I am working on Inter-process CUDA buffer transferring: the goal is to let inter-process communications benefits from some of the new features of CUDA Direct 2.0, which will eliminate data transferring through host-side main memory. In general, my approach is by creating a shared cuda context for two processes. I can prove that the shared cuda context actually carries the necessary information for two processes for direct data transfer. But I came across a segmentation fault in cuMemcpyPeer() function call. I hope I can get some help in this forum or from Nvidia.
All good features of CUDA Direct 2.0 today actually happens within a single process. If two CUDA computing processes need to transfer some data between them, nowadays we have to copy the data back to host-side main memory and do generic IPC there. What I am trying to do is to see whether CUDA direct peer copy can be done in this situation.
Since there is a virtual memory layer in CUDA, I believe that a cuda context actually contains the information on the mapping of a virtual address to a gpu device physical address.
So I created a cuda context (i.e. the shared context) and a device buffer (the shared buffer) in a process, and then fork() it. At this point the address space of the parent process is the same with that of the child process, which includes the shared context. After that, each process creates new context to do normal cuda computation, so it won’t mess up the shared context. When the child process tries to send a device memory buffer to the parent, it pushes the shared context (to make it as the primary context) and does cuMemcpyPeer() to copy the data into the shared buffer in the shared context. And symmetrically, the parent copies the data from the shared buffer out. Here cuMemcpyPeer() generates a segmentation fault in the child process; but it works well in the parent process.
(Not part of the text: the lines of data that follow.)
PR #1269, opened 2019-03-14
allow devise < 4.7

doits:
Tests pass and my app works with it, too, but maybe someone with a more complicated setup could test it a little bit more.

Note: I had to explicitly `require 'devise/orm/active_record'` in `config/initializers/devise_token_auth.rb` or else I had some errors about missing method `devise` in my models. Before I didn't had it and everything worked, but maybe now it is required? Not sure if this should be added to `lib/generators/devise_token_auth/templates/devise_token_auth.rb` here, too.

(Devise < 4.6 has a [security issue](https://github.com/plataformatec/devise/issues/4981), so I think it should be updated as fast as possible)

### DIFF
--- a/.travis.yml
+++ b/.travis.yml
@@ -8,8 +8,8 @@ bundler_args: --without development
 rvm:
   - 2.3.8
   - 2.4.5
-  - 2.5.3
-  - 2.6.0
+  - 2.5.5
+  - 2.6.2
 
 gemfile:
   - gemfiles/rails_4_2.gemfile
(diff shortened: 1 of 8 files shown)


doits:
I hope you don't mind I updated the ruby versions in CI, fixed the sqlite3 issue and added a CI test against rails 6.0.beta (except mongoid since I think it does not support rails 6 yet) in this MR, too. 🤞 that tests pass now.

Gemfile
```diff
@@ -22,6 +22,7 @@ group :development, :test do
   gem 'omniauth-github',        git: 'https://github.com/intridea/omniauth-github'
   gem 'omniauth-google-oauth2', git: 'https://github.com/zquestz/omniauth-google-oauth2'
   gem 'rack-cors', require: 'rack/cors'
+  gem 'sqlite3', '~> 1.3.6'
```
MaicolBen: why adding sqlite?

.travis.yml
```diff
@@ -70,10 +70,14 @@ matrix:
           ./cc-test-reporter upload-coverage;
         fi
   exclude:
-    - rvm: 2.6.0
+    - rvm: 2.6.2
       gemfile: gemfiles/rails_4_2.gemfile
   fast_finish: true
 
+before_install:
+  - "[[ $BUNDLE_GEMFILE == *rails_4_2* ]] && gem uninstall -v '>= 2' -i $(rvm gemdir)@global -ax bundler || true"
```
MaicolBen: why this change?

Gemfile
doits: had trouble running specs on my dev machine, but can be removed of course if you don't see it fit.

```suggestion
```

.travis.yml
doits: because [bundler 2 does not play well with rails 4.2](https://travis-ci.org/lynndylanhurley/devise_token_auth/jobs/506927792)

Gemfile
MaicolBen: if you can, try to remove it from here and other places, if you have issues that can happen to other developers, we can keep it.

doits: I removed it now, tests work fine without it now, too. I think it is because the sqlite version is specified in other gemfiles now. In them it is needed though, since otherwise it will install sqlite >= 1.4 which breaks with current rails versions.

doits:
I think now it's ready with only the minimal changes needed.

dkniffin:
Can we get a patch version bump for this?

MaicolBen:
@dkniffin @Polidoro I released v1.1.0 which includes some features and bug fixes (e.g. Mongo support), if you need it in v1.0.0 let me know and I can create a PR for that. If you were using master, you won't have any issue.

You can see the differences in https://github.com/lynndylanhurley/devise_token_auth/compare/v1.0.0...master

PR #1284, opened 2019-04-19
Enhacenment/rubocop fixes

GAKINDUSTRIES:
This PR try to address most of Rubocop issues. It gets the offenses from 676 down to 81, but I think that there were too many changes in this PR, so I will try to address the others in a separate PR.

Each correction for a given cop was made in a separate commit, so to make reviewing easier. I can squash the commits when approved if you want.
Please take your time to review it since I did a lot of changes in it.

After all, warnings are fixed, I would like to propose including the linter in CI and update the contribution section so every new PR does not add any warnings.

In regards of Style/AlignHash cop, it would be good to discuss if we prefer to use `# EnforcedHashRocketStyle: table` or `# EnforcedHashRocketStyle: key (default)`. I use the default one since it was not set in the configuration file, so I assume that you guys prefer to use that one, but we can change it if you want.


MaicolBen:
@GAKINDUSTRIES can you rebase? sorry!

PR #1296, opened 2019-06-02
Relax bcrypt version

MaicolBen:
This happened to me when I was upgrading devise and rails

### DIFF
--- a/Gemfile
+++ b/Gemfile
@@ -17,11 +17,11 @@ gemspec
 
 group :development, :test do
   gem 'attr_encrypted'
-  gem 'figaro', git: 'https://github.com/laserlemon/figaro'
-  gem 'omniauth-facebook', git: 'https://github.com/mkdynamic/omniauth-facebook'
-  gem 'omniauth-github',        git: 'https://github.com/intridea/omniauth-github'
-  gem 'omniauth-google-oauth2', git: 'https://github.com/zquestz/omniauth-google-oauth2'
-  gem 'rack-cors', require: 'rack/cors'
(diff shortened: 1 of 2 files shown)


Gemfile
```diff
@@ -17,11 +17,11 @@ gemspec
 
 group :development, :test do
   gem 'attr_encrypted'
-  gem 'figaro', git: 'https://github.com/laserlemon/figaro'
-  gem 'omniauth-facebook', git: 'https://github.com/mkdynamic/omniauth-facebook'
-  gem 'omniauth-github',        git: 'https://github.com/intridea/omniauth-github'
-  gem 'omniauth-google-oauth2', git: 'https://github.com/zquestz/omniauth-google-oauth2'
-  gem 'rack-cors', require: 'rack/cors'
+  gem 'figaro'
```
MaicolBen: We don't need Github here (the specs are green locally) and makes `bundle` slow

devise_token_auth.gemspec
```diff
@@ -22,9 +22,9 @@ Gem::Specification.new do |s|
 
   s.required_ruby_version = ">= 2.2.0"
 
-  s.add_dependency 'rails', '>= 4.2.0', '< 6'
+  s.add_dependency 'rails', '>= 4.2.0', '< 6.1'
   s.add_dependency 'devise', '> 3.5.2', '< 4.7'
-  s.add_dependency 'bcrypt', '3.1.12'
```
MaicolBen: now it has the same version restriction than devise

Issue #1301, opened 2019-06-10
Huge performance downgrade from v0.1.43 to v1.1.0


LeoValverde:
When I upgraded from v0.1.43 to v.1.1.0, the overall performance of the controller got worse by a factor of 3.

In the picture below, you can see the response times as bars. Response time is the Y axis, and the period of the day is the X axis.

The controller times are the dark purple portion of the bar. It was valued around 120ms before the upgrade, but it increased to 400ms right after the deploy.

Is there some explanation to this raise? I'm going to rollback this deploy, but I hope we can figure this out.

![image](https://user-images.githubusercontent.com/10124568/59226442-63b43880-8ba9-11e9-93c2-eced69955bd4.png)

Thank you.

lynndylanhurley:
@LeoValverde thanks for the report. I'll look into this ASAP

LeoValverde:
Great! When I was rolling back, this was the gemfile.lock diff.

After the rollback, the performance was solved.

![image](https://user-images.githubusercontent.com/10124568/59276634-154c7b80-8c35-11e9-9f74-960ad1671faf.png)

lynndylanhurley:
That's really helpful. Thanks @LeoValverde

LeoValverde:
My bad @lynndylanhurley, this was not the rollback that solved the problem. Actually, everything slows down when we start using bcrypt `v3.1.13` instead of `v3.1.12`. I just forced my project to use `v3.1.12` and could successfully update devise_token_auth.

This update happened when I run` bundle install` to set up the `v1.1.0`, but maybe it's not something you can solve by yourself...

I'll confirm that was the problem, but I'm pretty confident. Just updating you to avoid you wasting your time. I'll be right back with the final answer.

Thx anyway :)

LeoValverde:
That was the problem! `devise_token_auth` depends on `devise`, which depends on `bcrypt`. The last one was upgraded to a slow version. I forced it not to upgrade and everything was solved. Thanks

booleanbetrayal:
This is likely the changeset -- 

https://github.com/codahale/bcrypt-ruby/pull/181

booleanbetrayal:
I've validated that changing the default cost back to `10` on BCrypt `3.1.13` seems to produce similar response times through DTA endpoints. Seems like the argument that the BCrypt `cost` value needs to be increased generally is sound, and we shouldn't override it.

[...]

PR #1305, opened 2019-06-14
chore(deps): update bcrypt-3.1.13

booleanbetrayal:
This update includes a bump to the default `cost` from `10` to `12`. Seems that we should support this standard going forward since the `cost` had not changed since initial release in 2007 (?).

see also: https://github.com/lynndylanhurley/devise_token_auth/issues/1301#issuecomment-501396488


booleanbetrayal:
Closed in favor of https://github.com/lynndylanhurley/devise_token_auth/pull/1296

Issue #1304, opened 2019-06-13
Token validation could raise exception in v1.1.0


LeoValverde:
The validation made on line 105 of the `set_user_by_token.rb` is causing me trouble.

There are some cases where my before_validation callbacks change my user model. I do it for cleaning some old dates from my model, before running validations that ensure these dates are clean.

After I upgraded to DTA v1.1.0, in some requests, the call `unless @resource.reload.valid?` leaves the `@resource` with unpersisted changes, and the exception is thrown right after, when the `@resource.with_lock` is called.

```
A RuntimeError occurred in token_validations#validate_token:

Locking a record with unpersisted changes is not supported. Use `save` to persist the changes, or `reload` to discard them explicitly.

```

I could change my callback to be an after save, but I really don't understand the goal of this validation (and the reload, that causes an extra database query), because we lock the object right after it, which is when we query for the updated version of the object.

Tiltorito:
Hi, 

are you sure that's the case? because on line 106 it reloads the model completely and it should be on a clean state and ready to obtain the lock.

LeoValverde:
Agreed!

Tiltorito:
@LeoValverde do you know if the project is still maintained? Because my PR and our issues haven't been addressed at all yet :P

zachfeldman:
@Tiltorito @LeoValverde there was an effort to revitalize this project about a year ago by myself, @lynndylanhurley , and @MaicolBen . I think we've all gotten pretty busy again and have lost the time, but there's still $500 in our Open Collective account:
https://opencollective.com/devise_token_auth

I'm sure Lynn wouldn't mind someone else helping out/taking some reigns, but I can't speak for him and he's the author.

MaicolBen:
Yep, we need collaborators! I only have time to review PRs 😞

Tiltorito:
@zachfeldman @MaicolBen I would like to contribute to the project. I am not sure if I will be able to contribute that much on the code because I am a bit inexperienced but I would happily help with the documentation

Issue #1302, opened 2019-06-11
Too many database calls


Tiltorito:
Way too many database calls. This is happening on every endpoint, but I'm using /validate_token as an example. Is this the expected behaviour to make 3 database calls just to fetch the user?

Those many database calls lead to other issues, for example, 500 error responses because user table is locked

![Screen Shot 2019-06-11 at 20 03 04](https://user-images.githubusercontent.com/31311538/59299189-f45f4700-8c83-11e9-9dd9-84b35bbde58f.png)

Tiltorito:
Hi, 

I am not sure if it is going to help but, I set config.change_headers_on_each_request = false and reduced the database UserLoad calls for a user down to 2 from 3.

I debugged my application and seems the first calls is coming from my before_action :authenticate_user! which makes sense.

The second call, however, is coming from [set_user_by_token.rb](https://github.com/lynndylanhurley/devise_token_auth/blob/master/app/controllers/devise_token_auth/concerns/set_user_by_token.rb) line 97 where reload is called.

Why is that? Do we need this kind of check?

LeoValverde:
Great, @Tiltorito ! It is painful to see a redundant database call on EVERY request.

LeoValverde:
This validation made on line 105 is causing me trouble.

There are some cases where my `before_validation` callbacks change my user model. I do it for cleaning some old dates from my model, before running validations that ensure these dates are clean.

After I upgraded to DTA v1.1.0, in some requests, the call `unless @resource.reload.valid?` left the `@resource` with unpersisted changes, and the exception was thrown right after, when the `@resource.with_lock` is called.

I could change my callback to be an after save, but I really don't understand the goal of this validation, because we lock the object right after it, which is when we query for the updated version of the object.

PR #1308, opened 2019-06-19
removed redundant db calls

Tiltorito:
Removed redundant DB calls. This PR address issues #1302 #1304

### DIFF
--- a/app/controllers/devise_token_auth/concerns/set_user_by_token.rb
+++ b/app/controllers/devise_token_auth/concerns/set_user_by_token.rb
@@ -94,7 +94,7 @@ module DeviseTokenAuth::Concerns::SetUserByToken
     if @used_auth_by_token && !DeviseTokenAuth.change_headers_on_each_request
       # should not append auth header if @resource related token was
       # cleared by sign out in the meantime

Since the cuMemcpyPeer() is a new function, I am not sure if this corner case is handled in the cuda driver. But I can show that the context information regarding the mapping between the shared buffer address (which is a virtual mem address) to its physical address is correctly kept after fork() in the child process. This is shown by doing simple cuMemcpyHtoD (host to device memory copy) into the shared buffer in the child process and checked in the parent process. This means that the shared context after fork() has carried the necessary information for cuMemcpyPeer() to work in the child process.
My environment is a CentOS 5.5, linux kernel 126.96.36.199, CUDA driver 4.0_linux_64_270.41.19, Tesla M2070 card.
Can anyone from this forum or from Nvidia take a look at my case and perhaps give me some help? Thanks a lot!